> [Task to complete]
Copy the entries exactly. Leave nothing out and add nothing.

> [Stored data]
####################
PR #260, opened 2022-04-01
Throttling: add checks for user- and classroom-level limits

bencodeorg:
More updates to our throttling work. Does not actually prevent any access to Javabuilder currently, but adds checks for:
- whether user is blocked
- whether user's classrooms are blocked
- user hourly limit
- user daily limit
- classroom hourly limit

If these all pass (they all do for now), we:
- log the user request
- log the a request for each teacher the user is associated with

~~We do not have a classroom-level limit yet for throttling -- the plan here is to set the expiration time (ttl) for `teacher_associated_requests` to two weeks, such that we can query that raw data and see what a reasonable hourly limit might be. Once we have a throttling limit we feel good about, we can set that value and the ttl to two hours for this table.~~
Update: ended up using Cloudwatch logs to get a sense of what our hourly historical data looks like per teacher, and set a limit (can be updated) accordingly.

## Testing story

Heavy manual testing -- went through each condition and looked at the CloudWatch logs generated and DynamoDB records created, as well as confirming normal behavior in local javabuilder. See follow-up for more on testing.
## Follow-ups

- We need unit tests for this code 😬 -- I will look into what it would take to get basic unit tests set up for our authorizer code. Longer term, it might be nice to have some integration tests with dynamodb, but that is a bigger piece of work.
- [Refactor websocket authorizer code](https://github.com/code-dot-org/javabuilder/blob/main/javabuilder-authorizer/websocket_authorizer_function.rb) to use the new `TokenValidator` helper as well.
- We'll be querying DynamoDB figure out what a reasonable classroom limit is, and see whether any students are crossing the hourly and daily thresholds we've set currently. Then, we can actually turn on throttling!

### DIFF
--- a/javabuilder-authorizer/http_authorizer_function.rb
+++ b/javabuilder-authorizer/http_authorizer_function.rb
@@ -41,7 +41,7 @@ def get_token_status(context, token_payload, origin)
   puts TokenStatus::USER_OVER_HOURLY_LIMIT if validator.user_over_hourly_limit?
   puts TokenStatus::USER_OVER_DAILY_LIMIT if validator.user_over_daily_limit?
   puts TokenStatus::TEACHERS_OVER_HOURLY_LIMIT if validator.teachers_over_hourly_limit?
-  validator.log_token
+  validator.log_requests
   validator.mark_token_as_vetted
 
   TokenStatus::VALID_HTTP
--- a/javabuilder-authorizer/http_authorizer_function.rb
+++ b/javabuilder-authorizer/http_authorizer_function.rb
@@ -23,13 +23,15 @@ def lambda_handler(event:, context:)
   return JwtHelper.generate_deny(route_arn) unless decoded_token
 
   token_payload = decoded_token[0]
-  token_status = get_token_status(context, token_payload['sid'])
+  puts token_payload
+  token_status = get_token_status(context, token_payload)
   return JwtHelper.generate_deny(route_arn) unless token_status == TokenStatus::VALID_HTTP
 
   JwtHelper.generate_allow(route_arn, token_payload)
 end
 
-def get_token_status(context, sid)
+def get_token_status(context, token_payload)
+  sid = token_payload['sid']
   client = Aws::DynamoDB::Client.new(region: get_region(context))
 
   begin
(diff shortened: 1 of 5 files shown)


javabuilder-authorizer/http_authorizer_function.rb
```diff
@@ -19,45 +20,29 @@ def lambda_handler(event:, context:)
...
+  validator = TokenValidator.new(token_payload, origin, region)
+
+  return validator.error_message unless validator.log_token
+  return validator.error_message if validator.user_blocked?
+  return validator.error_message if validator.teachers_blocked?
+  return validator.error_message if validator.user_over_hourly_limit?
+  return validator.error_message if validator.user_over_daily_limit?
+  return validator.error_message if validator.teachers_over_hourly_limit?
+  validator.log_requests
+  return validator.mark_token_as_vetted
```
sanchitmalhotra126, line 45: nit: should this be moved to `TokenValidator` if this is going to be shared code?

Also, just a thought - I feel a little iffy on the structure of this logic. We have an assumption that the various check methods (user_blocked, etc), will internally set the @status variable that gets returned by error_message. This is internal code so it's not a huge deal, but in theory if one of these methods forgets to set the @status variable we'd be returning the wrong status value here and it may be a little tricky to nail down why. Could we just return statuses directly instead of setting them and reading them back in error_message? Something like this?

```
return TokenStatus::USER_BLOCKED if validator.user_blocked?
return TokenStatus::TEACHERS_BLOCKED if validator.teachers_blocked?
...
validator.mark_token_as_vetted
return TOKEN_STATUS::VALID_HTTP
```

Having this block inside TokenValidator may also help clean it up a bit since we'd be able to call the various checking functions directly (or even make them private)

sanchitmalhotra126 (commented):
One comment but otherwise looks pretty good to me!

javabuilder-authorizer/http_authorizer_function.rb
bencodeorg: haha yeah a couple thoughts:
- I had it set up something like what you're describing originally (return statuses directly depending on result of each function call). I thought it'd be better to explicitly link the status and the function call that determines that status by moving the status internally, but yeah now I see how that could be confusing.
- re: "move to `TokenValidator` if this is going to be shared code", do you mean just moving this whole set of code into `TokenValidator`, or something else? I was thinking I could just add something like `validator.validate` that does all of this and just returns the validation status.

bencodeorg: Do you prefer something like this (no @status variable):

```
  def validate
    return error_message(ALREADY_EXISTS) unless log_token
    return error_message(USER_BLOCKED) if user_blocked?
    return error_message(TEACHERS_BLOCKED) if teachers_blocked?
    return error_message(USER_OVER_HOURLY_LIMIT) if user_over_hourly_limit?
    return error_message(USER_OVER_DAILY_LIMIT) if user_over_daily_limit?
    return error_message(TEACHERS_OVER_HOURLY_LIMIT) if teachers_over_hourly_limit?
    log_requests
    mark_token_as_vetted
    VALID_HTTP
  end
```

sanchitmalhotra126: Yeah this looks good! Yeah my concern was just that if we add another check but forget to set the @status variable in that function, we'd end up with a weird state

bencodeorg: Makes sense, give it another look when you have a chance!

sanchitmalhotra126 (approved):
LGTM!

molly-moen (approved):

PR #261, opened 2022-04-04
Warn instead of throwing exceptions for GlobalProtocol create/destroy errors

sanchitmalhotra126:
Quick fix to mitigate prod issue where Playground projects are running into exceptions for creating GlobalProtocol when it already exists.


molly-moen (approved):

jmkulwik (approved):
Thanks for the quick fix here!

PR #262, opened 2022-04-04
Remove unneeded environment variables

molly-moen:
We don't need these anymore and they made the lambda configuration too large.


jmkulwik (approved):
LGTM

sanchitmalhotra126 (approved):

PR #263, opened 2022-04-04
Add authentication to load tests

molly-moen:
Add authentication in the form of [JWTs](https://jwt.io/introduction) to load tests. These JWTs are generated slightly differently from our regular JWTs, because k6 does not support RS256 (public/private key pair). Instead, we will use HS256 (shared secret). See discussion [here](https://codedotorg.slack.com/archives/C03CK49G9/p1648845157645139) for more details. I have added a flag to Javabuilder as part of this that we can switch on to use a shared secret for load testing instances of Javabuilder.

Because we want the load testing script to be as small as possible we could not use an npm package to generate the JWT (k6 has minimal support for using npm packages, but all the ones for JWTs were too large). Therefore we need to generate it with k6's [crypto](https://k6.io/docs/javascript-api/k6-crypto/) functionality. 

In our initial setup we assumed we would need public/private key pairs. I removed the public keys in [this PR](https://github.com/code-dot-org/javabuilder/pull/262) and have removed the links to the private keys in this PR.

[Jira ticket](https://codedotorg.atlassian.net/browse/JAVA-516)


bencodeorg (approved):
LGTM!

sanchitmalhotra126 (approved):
####################
> [Task result]
PR #260, opened 2022-04-01
Throttling: add checks for user- and classroom-level limits

bencodeorg:
More updates to our throttling work. Does not actually prevent any access to Javabuilder currently, but adds checks for:
- whether user is blocked
- whether user's classrooms are blocked
- user hourly limit
- user daily limit
- classroom hourly limit

If these all pass (they all do for now), we:
- log the user request
- log the a request for each teacher the user is associated with

~~We do not have a classroom-level limit yet for throttling -- the plan here is to set the expiration time (ttl) for `teacher_associated_requests` to two weeks, such that we can query that raw data and see what a reasonable hourly limit might be. Once we have a throttling limit we feel good about, we can set that value and the ttl to two hours for this table.~~
Update: ended up using Cloudwatch logs to get a sense of what our hourly historical data looks like per teacher, and set a limit (can be updated) accordingly.

## Testing story

Heavy manual testing -- went through each condition and looked at the CloudWatch logs generated and DynamoDB records created, as well as confirming normal behavior in local javabuilder. See follow-up for more on testing.
## Follow-ups

- We need unit tests for this code 😬 -- I will look into what it would take to get basic unit tests set up for our authorizer code. Longer term, it might be nice to have some integration tests with dynamodb, but that is a bigger piece of work.
- [Refactor websocket authorizer code](https://github.com/code-dot-org/javabuilder/blob/main/javabuilder-authorizer/websocket_authorizer_function.rb) to use the new `TokenValidator` helper as well.
- We'll be querying DynamoDB figure out what a reasonable classroom limit is, and see whether any students are crossing the hourly and daily thresholds we've set currently. Then, we can actually turn on throttling!

### DIFF
--- a/javabuilder-authorizer/http_authorizer_function.rb
+++ b/javabuilder-authorizer/http_authorizer_function.rb
@@ -41,7 +41,7 @@ def get_token_status(context, token_payload, origin)
   puts TokenStatus::USER_OVER_HOURLY_LIMIT if validator.user_over_hourly_limit?
   puts TokenStatus::USER_OVER_DAILY_LIMIT if validator.user_over_daily_limit?
   puts TokenStatus::TEACHERS_OVER_HOURLY_LIMIT if validator.teachers_over_hourly_limit?
-  validator.log_token
+  validator.log_requests
   validator.mark_token_as_vetted
 
   TokenStatus::VALID_HTTP
--- a/javabuilder-authorizer/http_authorizer_function.rb
+++ b/javabuilder-authorizer/http_authorizer_function.rb
@@ -23,13 +23,15 @@ def lambda_handler(event:, context:)
   return JwtHelper.generate_deny(route_arn) unless decoded_token
 
   token_payload = decoded_token[0]
-  token_status = get_token_status(context, token_payload['sid'])
+  puts token_payload
+  token_status = get_token_status(context, token_payload)
   return JwtHelper.generate_deny(route_arn) unless token_status == TokenStatus::VALID_HTTP
 
   JwtHelper.generate_allow(route_arn, token_payload)
 end
 
-def get_token_status(context, sid)
+def get_token_status(context, token_payload)
+  sid = token_payload['sid']
   client = Aws::DynamoDB::Client.new(region: get_region(context))
 
   begin
(diff shortened: 1 of 5 files shown)


javabuilder-authorizer/http_authorizer_function.rb
```diff
@@ -19,45 +20,29 @@ def lambda_handler(event:, context:)
...
+  validator = TokenValidator.new(token_payload, origin, region)
+
+  return validator.error_message unless validator.log_token
+  return validator.error_message if validator.user_blocked?
+  return validator.error_message if validator.teachers_blocked?
+  return validator.error_message if validator.user_over_hourly_limit?
+  return validator.error_message if validator.user_over_daily_limit?
+  return validator.error_message if validator.teachers_over_hourly_limit?
+  validator.log_requests
+  return validator.mark_token_as_vetted
```
sanchitmalhotra126, line 45: nit: should this be moved to `TokenValidator` if this is going to be shared code?

Also, just a thought - I feel a little iffy on the structure of this logic. We have an assumption that the various check methods (user_blocked, etc), will internally set the @status variable that gets returned by error_message. This is internal code so it's not a huge deal, but in theory if one of these methods forgets to set the @status variable we'd be returning the wrong status value here and it may be a little tricky to nail down why. Could we just return statuses directly instead of setting them and reading them back in error_message? Something like this?

```
return TokenStatus::USER_BLOCKED if validator.user_blocked?
return TokenStatus::TEACHERS_BLOCKED if validator.teachers_blocked?
...
validator.mark_token_as_vetted
return TOKEN_STATUS::VALID_HTTP
```

Having this block inside TokenValidator may also help clean it up a bit since we'd be able to call the various checking functions directly (or even make them private)

sanchitmalhotra126 (commented):
One comment but otherwise looks pretty good to me!

javabuilder-authorizer/http_authorizer_function.rb
bencodeorg: haha yeah a couple thoughts:
- I had it set up something like what you're describing originally (return statuses directly depending on result of each function call). I thought it'd be better to explicitly link the status and the function call that determines that status by moving the status internally, but yeah now I see how that could be confusing.
- re: "move to `TokenValidator` if this is going to be shared code", do you mean just moving this whole set of code into `TokenValidator`, or something else? I was thinking I could just add something like `validator.validate` that does all of this and just returns the validation status.

bencodeorg: Do you prefer something like this (no @status variable):

```
  def validate
    return error_message(ALREADY_EXISTS) unless log_token
    return error_message(USER_BLOCKED) if user_blocked?
    return error_message(TEACHERS_BLOCKED) if teachers_blocked?
    return error_message(USER_OVER_HOURLY_LIMIT) if user_over_hourly_limit?
    return error_message(USER_OVER_DAILY_LIMIT) if user_over_daily_limit?
    return error_message(TEACHERS_OVER_HOURLY_LIMIT) if teachers_over_hourly_limit?
    log_requests
    mark_token_as_vetted
    VALID_HTTP
  end
```

sanchitmalhotra126: Yeah this looks good! Yeah my concern was just that if we add another check but forget to set the @status variable in that function, we'd end up with a weird state

bencodeorg: Makes sense, give it another look when you have a chance!

sanchitmalhotra126 (approved):
LGTM!

molly-moen (approved):

PR #261, opened 2022-04-04
Warn instead of throwing exceptions for GlobalProtocol create/destroy errors

sanchitmalhotra126:
Quick fix to mitigate prod issue where Playground projects are running into exceptions for creating GlobalProtocol when it already exists.


molly-moen (approved):

jmkulwik (approved):
Thanks for the quick fix here!

PR #262, opened 2022-04-04
Remove unneeded environment variables

molly-moen:
We don't need these anymore and they made the lambda configuration too large.


jmkulwik (approved):
LGTM

sanchitmalhotra126 (approved):

PR #263, opened 2022-04-04
Add authentication to load tests

molly-moen:
Add authentication in the form of [JWTs](https://jwt.io/introduction) to load tests. These JWTs are generated slightly differently from our regular JWTs, because k6 does not support RS256 (public/private key pair). Instead, we will use HS256 (shared secret). See discussion [here](https://codedotorg.slack.com/archives/C03CK49G9/p1648845157645139) for more details. I have added a flag to Javabuilder as part of this that we can switch on to use a shared secret for load testing instances of Javabuilder.

Because we want the load testing script to be as small as possible we could not use an npm package to generate the JWT (k6 has minimal support for using npm packages, but all the ones for JWTs were too large). Therefore we need to generate it with k6's [crypto](https://k6.io/docs/javascript-api/k6-crypto/) functionality. 

In our initial setup we assumed we would need public/private key pairs. I removed the public keys in [this PR](https://github.com/code-dot-org/javabuilder/pull/262) and have removed the links to the private keys in this PR.

[Jira ticket](https://codedotorg.atlassian.net/browse/JAVA-516)


bencodeorg (approved):
LGTM!

sanchitmalhotra126 (approved):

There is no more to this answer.